Zumindest die meisten.

Die wissenschaftlichen Studien zeigen nicht eindeutig, ob es für die Entwicklung von Kindern besser ist, bei den Eltern zu sein oder in Kitas zu gehen - wobei die Qualität der Kitas natürlich wesentlich ist. Die Aufregung in der CDU stammt eher daher, dass von der Leyen mit dem, was man früher Emanzipation nannte, Ernst macht. Frauen sollen Beruf und Familie vereinbaren können und nicht auf die Mutterrolle fixiert sein. Das bringt Konservative noch immer in Rage.

Wenn von der Leyen nur argumentieren würde, dass wir mehr Kitaplätze brauchen, wäre die Aufregung nicht halb so groß. Darum geht es aber nicht - siehe Kitaangebot in Bayern und NRW. Es geht um eine Ablösung des klassischen Familienbildes. Und wenn es künftig so viele Krippenplätze gibt - gilt dann nicht die Mutter, die zu Hause bleibt, als Zurückgebliebene, die das falsche Leben lebt? Dies scheint im Hintergrund auf, ohne dass es zur Sprache kommt.
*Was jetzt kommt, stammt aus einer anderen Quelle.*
PR #1392, opened 2021-02-15
Add ability to indicate PriorityClass for agent

elkh510:


jpkrohling:
Please update the generated files:

> Build failed: a model has been changed but the generated resources aren't up to date. Run 'make generate' and update your PR.

Also, take a look at the DCO failure. Other than that, looks good!

elkh510:
@jpkrohling done
review pls)

jpkrohling (commented):
Looks good, but I just realized that this is missing some documentation. Please, adapt an existing example to include this new option, and consider adding it to the main documentation as well: https://github.com/jaegertracing/documentation/blob/master/content/docs/next-release/operator.md

elkh510:
@jpkrohling added [example](https://github.com/jaegertracing/jaeger-operator/blob/1dfa2730273f31b8bbe556b842b677c6871e989c/examples/agent-with-priority-class.yaml)
pls review

examples/agent-with-priority-class.yaml
```diff
@@ -0,0 +1,8 @@
+apiVersion: jaegertracing.io/v1
+kind: Jaeger
+metadata:
+  name: agent-as-daemonset
+spec:
+  agent:
+    strategy: DaemonSet
+    PriorityClassName: test # priorityClassName here
```
jpkrohling, line 8:
```suggestion
    priorityClassName: test # priorityClassName here
```

This example should include an example of a priority class, like (from the documentation):

```yaml
apiVersion: scheduling.k8s.io/v1
kind: PriorityClass
metadata:
  name: high-priority
value: 1000000
globalDefault: false
description: "This priority class should be used for XYZ service pods only."
```

If you use this in the example, don't forget to change the name to `high-priority` in the Jaeger CR.

elkh510: yes, sorry.
added changes as above
@jpkrohling pls review

jpkrohling (approved):
Thanks!

PR #1394, opened 2021-02-17
Add support for NodePort in Jaeger Query Service

### LINKED ISSUE #1307: Allow specific values for nodeport to be configured

CSP197:
This PR should allow users to expose Jaeger's Query service as a NodePort at a specific port. Earlier, the Jaeger Operator did not support specifying a port value and would depend on K8s to randomly select an apt port value. This should resolve this blocker.

Resolves #1307

### DIFF
--- a/pkg/service/query.go
+++ b/pkg/service/query.go
@@ -18,6 +18,17 @@ func NewQueryService(jaeger *v1.Jaeger, selector map[string]string) *corev1.Serv
 		annotations["service.alpha.openshift.io/serving-cert-secret-name"] = GetTLSSecretNameForQueryService(jaeger)
 	}
 
+	ports := []corev1.ServicePort{
+		{
+			Name:       getPortNameForQueryService(jaeger),
+			Port:       int32(GetPortForQueryService(jaeger)),
+			TargetPort: intstr.FromInt(getTargetPortForQueryService(jaeger)),
+		},
+	}
+	if jaeger.Spec.Query.ServiceType == corev1.ServiceTypeNodePort {
+		ports[0].NodePort = int32(GetNodePortForQueryService(jaeger))
+	}
+
 	return &corev1.Service{
 		TypeMeta: metav1.TypeMeta{
 			Kind:       "Service",
@@ -41,13 +52,7 @@ func NewQueryService(jaeger *v1.Jaeger, selector map[string]string) *corev1.Serv
 		Spec: corev1.ServiceSpec{
 			Selector: selector,
 			Type:     getTypeForQueryService(jaeger),
-			Ports: []corev1.ServicePort{
-				{
-					Name:       getPortNameForQueryService(jaeger),
-					Port:       int32(GetPortForQueryService(jaeger)),
-					TargetPort: intstr.FromInt(getTargetPortForQueryService(jaeger)),
-				},
-			},
+			Ports:    ports,
 		},
 	}
 }
@@ -89,4 +94,9 @@ func getTypeForQueryService(jaeger *v1.Jaeger) corev1.ServiceType {
 		return jaeger.Spec.Query.ServiceType
 	}
 	return corev1.ServiceTypeClusterIP
+}
+
+// GetNodePortForQueryService returns the query service NodePort for this Jaeger instance
+func GetNodePortForQueryService(jaeger *v1.Jaeger) int {
+	return int(jaeger.Spec.Query.NodePort)
 }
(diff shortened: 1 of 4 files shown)


jpkrohling:
@rubenvp8510 , would you please review this one?

pkg/service/query.go
```diff
@@ -90,3 +95,8 @@ func getTypeForQueryService(jaeger *v1.Jaeger) corev1.ServiceType {
 	}
 	return corev1.ServiceTypeClusterIP
 }
+
+// GetNodePortForQueryService returns the query service NodePort for this Jaeger instance
+func GetNodePortForQueryService(jaeger *v1.Jaeger) int {
```
rubenvp8510, line 100: Why this function is returning int instead of int32. When you use it you cast it again to int32
I would suggest to change this to:
```
func GetNodePortForQueryService(jaeger *v1.Jaeger) int32 {
	return jaeger.Spec.Query.NodePort
}
```
And ged rid of all `int32(GetNodePortForQueryService(jaeger))` casts.

pkg/service/query_test.go
```diff
@@ -84,3 +85,21 @@ func TestQueryServiceLoadBalancerWithIngress(t *testing.T) {
...
+	selector := map[string]string{"app": "myapp", "jaeger": name, "jaeger-component": "query"}
+
+	jaeger := v1.NewJaeger(types.NamespacedName{Name: name})
+	jaeger.Spec.Query.ServiceType = corev1.ServiceTypeNodePort
+	jaeger.Spec.Query.NodePort = 32767
+	svc := NewQueryService(jaeger, selector)
+
+	assert.Equal(t, "testqueryservicespecifiednodeportwithingress-query", svc.ObjectMeta.Name)
+	assert.Len(t, svc.Spec.Ports, 1)
+	assert.Equal(t, int32(16686), svc.Spec.Ports[0].Port)
```
rubenvp8510, line 100:
```suggestion
	assert.Equal(t, 16686, svc.Spec.Ports[0].Port)
```

pkg/service/query_test.go
```diff
@@ -84,3 +85,21 @@ func TestQueryServiceLoadBalancerWithIngress(t *testing.T) {
...
+	assert.Equal(t, "http-query", svc.Spec.Ports[0].Name)
+	assert.Equal(t, int32(32767), svc.Spec.Ports[0].NodePort) // make sure we get the same NodePort as set above
```
rubenvp8510, line 102:
```suggestion
	assert.Equal(t, 32767, svc.Spec.Ports[0].NodePort) // make sure we get the same NodePort as set above
```

pkg/service/query_test.go
```diff
@@ -65,6 +65,7 @@ func TestQueryServiceNodePortWithIngress(t *testing.T) {
 	assert.Len(t, svc.Spec.Ports, 1)
 	assert.Equal(t, int32(16686), svc.Spec.Ports[0].Port)
 	assert.Equal(t, "http-query", svc.Spec.Ports[0].Name)
+	assert.Equal(t, int32(0), svc.Spec.Ports[0].NodePort)
```
rubenvp8510, line 68:
```suggestion
	assert.Equal(t, 0, svc.Spec.Ports[0].NodePort)
```

rubenvp8510:
Small comments, overall looks good.

pkg/service/query.go
CSP197: Hi -
I set the function to return an `int` in lieu of an `int32`, for consistency with the `getTargetPortForQueryService` function. Let me make the change and update this MR 👍

pkg/service/query_test.go
CSP197: This is will cause the test to fail, since the value of `t` is expected to be an `int32` value. While the values themselves will be equal, the `assert.Equal` statement will fail due to a type mismatch.

pkg/service/query_test.go
CSP197: This is will cause the test to fail, since the value of `t` is expected to be an `int32` value. While the values themselves will be equal, the `assert.Equal` statement will fail due to a type mismatch.

pkg/service/query_test.go
CSP197: This is will cause the test to fail, since the value of `t` is expected to be an `int32` value. While the values themselves will be equal, the `assert.Equal` statement will fail due to a type mismatch.

rubenvp8510 (approved):
LGTM

PR #1412, opened 2021-03-17
Preparing release v1.22.0

rubenvp8510:

### DIFF
--- a/CHANGELOG.md
+++ b/CHANGELOG.md
@@ -3,7 +3,7 @@ Changes by Version
 
 1.22.0 (2021-03-16)
 -------------------
-
+* Add ability to indicate PriorityClass for collector and query ([#1413](https://github.com/jaegertracing/jaeger-operator/pull/1413), [@majidazimi](https://github.com/majidazimi))
 * simplest example file should be as simplest ([#1404](https://github.com/jaegertracing/jaeger-operator/pull/1404), [@jkandasa](https://github.com/jkandasa))
 * Add ability to indicate PriorityClass for agent ([#1392](https://github.com/jaegertracing/jaeger-operator/pull/1392), [@elkh510](https://github.com/elkh510))
 * Migrate jaeger.tags in existing CRs ([#1380](https://github.com/jaegertracing/jaeger-operator/pull/1380), [@jpkrohling](https://github.com/jpkrohling))
--- a/CHANGELOG.md
+++ b/CHANGELOG.md
@@ -6,7 +6,6 @@ Changes by Version
 
 * simplest example file should be as simplest ([#1404](https://github.com/jaegertracing/jaeger-operator/pull/1404), [@jkandasa](https://github.com/jkandasa))
 * Add ability to indicate PriorityClass for agent ([#1392](https://github.com/jaegertracing/jaeger-operator/pull/1392), [@elkh510](https://github.com/elkh510))
-* Update operatorhub PR template ([#1388](https://github.com/jaegertracing/jaeger-operator/pull/1388), [@jpkrohling](https://github.com/jpkrohling))
 * Migrate jaeger.tags in existing CRs ([#1380](https://github.com/jaegertracing/jaeger-operator/pull/1380), [@jpkrohling](https://github.com/jpkrohling))
 
 1.21.3 (2021-02-09)
--- a/CHANGELOG.md
+++ b/CHANGELOG.md
@@ -1,10 +1,17 @@
 Changes by Version
 ==================
 
+1.22.0 (2021-03-16)
+-------------------
+
+* simplest example file should be as simplest ([#1404](https://github.com/jaegertracing/jaeger-operator/pull/1404), [@jkandasa](https://github.com/jkandasa))
+* Add ability to indicate PriorityClass for agent ([#1392](https://github.com/jaegertracing/jaeger-operator/pull/1392), [@elkh510](https://github.com/elkh510))
+* Update operatorhub PR template ([#1388](https://github.com/jaegertracing/jaeger-operator/pull/1388), [@jpkrohling](https://github.com/jpkrohling))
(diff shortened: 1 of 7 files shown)


CHANGELOG.md
```diff
@@ -1,10 +1,17 @@
 Changes by Version
 ==================
 
-1.21.3 (2021-02-09)
+1.22.0 (2021-03-16)
 -------------------
 
+* simplest example file should be as simplest ([#1404](https://github.com/jaegertracing/jaeger-operator/pull/1404), [@jkandasa](https://github.com/jkandasa))
+* Add ability to indicate PriorityClass for agent ([#1392](https://github.com/jaegertracing/jaeger-operator/pull/1392), [@elkh510](https://github.com/elkh510))
+* Update operatorhub PR template ([#1388](https://github.com/jaegertracing/jaeger-operator/pull/1388), [@jpkrohling](https://github.com/jpkrohling))
```
jpkrohling, line 9: This can be left out.

pkg/upgrade/v1_22_0.go
```diff
@@ -19,10 +19,27 @@ func upgrade1_22_0(ctx context.Context, client client.Client, jaeger v1.Jaeger)
...
+			to:   "",
+		},
+		{
+			from: "downsampling.ratio",
+			to:   "",
+		},
+	}
+
+	flagsAll := []deprecationFlagMap{{
+		from: "cassandra.tls.verify-host",
```
jpkrohling, line 34: This probably needs further handling to invert the flag. The names suggest that `verify-host: true` will verify the hostname, while `skip-host-verify: true` suggest that it will not verify the hostname... Ideally, the flag would be removed altogether if the new value is the same as the default value for the new flag: `verify-host: true` will be changed to `skip-host-verify: false`, which is the default value, so, the flag can be removed.

pkg/upgrade/v1_22_0.go
```diff
@@ -30,16 +31,45 @@ func upgrade1_22_0(ctx context.Context, client client.Client, jaeger v1.Jaeger)
...
 	j.Spec.AllInOne.Options = migrateDeprecatedOptions(j, j.Spec.AllInOne.Options, flagMapCollector)
 	j.Spec.Collector.Options = migrateDeprecatedOptions(j, j.Spec.Collector.Options, flagMapCollector)
 	j.Spec.Agent.Options = migrateDeprecatedOptions(j, j.Spec.Agent.Options, flagMapAgent)
 	j.Spec.Query.Options = migrateDeprecatedOptions(j, j.Spec.Query.Options, flagMapQuery)
 
-	return migrateAllDeprecatedOptions(jaeger, flagsAll), nil
+	return migrateCassandraVerifyFlag(jaeger), nil
+}
+
+func flagBoolValue(v interface{}) bool {
```
jpkrohling, line 43: You should either move this to a generic location or prefix it with the version number.

pkg/upgrade/v1_22_0.go
```diff
@@ -30,16 +31,45 @@ func upgrade1_22_0(ctx context.Context, client client.Client, jaeger v1.Jaeger)
...
+			return true
+		}
+		return false
+	}
+
+	boolValue := v.(bool)
+	return boolValue
+}
+
+func migrateCassandraVerifyFlag(j v1.Jaeger) v1.Jaeger {
```
jpkrohling, line 56: Same as the previous comment: prefix this with the version that is using this function.

pkg/upgrade/v1_22_0.go
```diff
@@ -30,16 +31,45 @@ func upgrade1_22_0(ctx context.Context, client client.Client, jaeger v1.Jaeger)
...
+	j.Spec.Collector.Options = updateCassandraVerifyHostFlag(j.Spec.Collector.Options)
+	j.Spec.Storage.Options = updateCassandraVerifyHostFlag(j.Spec.Collector.Options)
+	j.Spec.Ingress.Options = updateCassandraVerifyHostFlag(j.Spec.Collector.Options)
+	return j
+}
+
+func updateCassandraVerifyHostFlag(options v1.Options) v1.Options {
```
jpkrohling, line 63: Ditto

pkg/upgrade/v1_22_0_test.go
```diff
@@ -107,6 +107,35 @@ func TestCassandraRemovedFlags(t *testing.T) {
 	persisted := &v1.Jaeger{}
 	assert.NoError(t, cl.Get(context.Background(), nsn, persisted))
 	assert.Equal(t, latestVersion, persisted.Status.Version)
+	assert.Len(t, persisted.Spec.Collector.Options.Map(), 0)
```
jpkrohling, line 110: You can have a table test for this, instead of two test functions.

pkg/upgrade/utils.go
```diff
@@ -0,0 +1,16 @@
+package upgrade
+
+import "strings"
+
+func flagBoolValue(v interface{}) bool {
+	strValue, isString := v.(string)
+	if isString {
+		if strings.EqualFold(strValue, "true") {
```
jpkrohling, line 8: You can just return the result of EqualFold:

```
if isString {
  return strings.EqualFold(strValue, "true")
}
```

But I wonder why you just don't use `strconv.ParseBool("true")`

jpkrohling (commented):
Other than the strconv comment, looks good to me.

pkg/upgrade/utils.go
rubenvp8510: Done.

jpkrohling (dismissed):

CHANGELOG.md
```diff
@@ -1,10 +1,16 @@
 Changes by Version
 ==================
 
-1.21.3 (2021-02-09)
+1.22.0 (2021-03-16)
 -------------------
 
+* simplest example file should be as simplest ([#1404](https://github.com/jaegertracing/jaeger-operator/pull/1404), [@jkandasa](https://github.com/jkandasa))
```
jpkrohling, line 7: This is now missing #1413

rubenvp8510: Updated.

jpkrohling (approved):

PR #1413, opened 2021-03-17
Add ability to indicate PriorityClass for collector and query

majidazimi:
Note: 

it seems `make generate` introduced some unwanted changes in `deploy/jaegertracing.io_jaegers_crd.yaml`. Not sure whether these changes are required.

### DIFF
--- a/deploy/crds/jaegertracing.io_jaegers_crd.yaml
+++ b/deploy/crds/jaegertracing.io_jaegers_crd.yaml
@@ -2,7 +2,7 @@ apiVersion: apiextensions.k8s.io/v1beta1
 kind: CustomResourceDefinition
 metadata:
   annotations:
-    controller-gen.kubebuilder.io/version: v0.3.0
+    controller-gen.kubebuilder.io/version: v0.2.4
   creationTimestamp: null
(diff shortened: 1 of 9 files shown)


jpkrohling:
>it seems make generate introduced some unwanted changes in deploy/jaegertracing.io_jaegers_crd.yaml. Not sure whether these changes are required.

That does look odd. Looks like we generated it with v0.3.0 of the controller-gen, but we are installing an earlier version: 
https://github.com/jaegertracing/jaeger-operator/blob/d8fbe6c0fdc9d795ea1c6f1316f6882fe86f8e17/Makefile#L396

Could you try removing the controller-gen and installing it using the following command (if you are using Go 1.16 or higher)?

Und das können Kirche und Konservative nicht kampflos akzeptieren.

Spielt, als Unterstrom, dabei nicht etwas anderes mit? Seehofers Affäre, Wulffs Scheidung, Ole von Beusts Homosexualität zeigen, dass die Fundamentalliberalisierung des Lebensstils auch bei der CDU-Spitze endgültig angekommen ist. Das aber hat die CDU sich selbst nie erzählt - deshalb braucht der Affekt dagegen jetzt ein anderes Ventil ...

Nein, ich glaube das hat mit der Kitadebatte nichts zu tun. Zumal von der Leyen mit ihrem gücklichen Familienleben und ihren sieben Kindern für etwas anderes steht. Richtig ist, dass in der CDU heute öffentlich werden kann, was früher im Geheimen geschah. Dass nun schärfer zwischen politischen und privaten Beziehungen unterschieden wird, ist eine Rückkehr zu der alten bürgerlichen Trennung zwischen privater und öffentlicher Sphäre. Diese Trennung war ja mal ein Grundsatz bürgerlicher Politik überhaupt.

Die Traditionsmilieus der Union haben diese Liberaliserung vollständig akzeptiert?

Nicht vollständig. Das zeigt ja die Kritik der katholischen Kirche an Seehofer. Aber die Tendenz ist eindeutig. Dass Beziehungen von Spitzenpolitikern scheitern, wird als normal akzeptiert.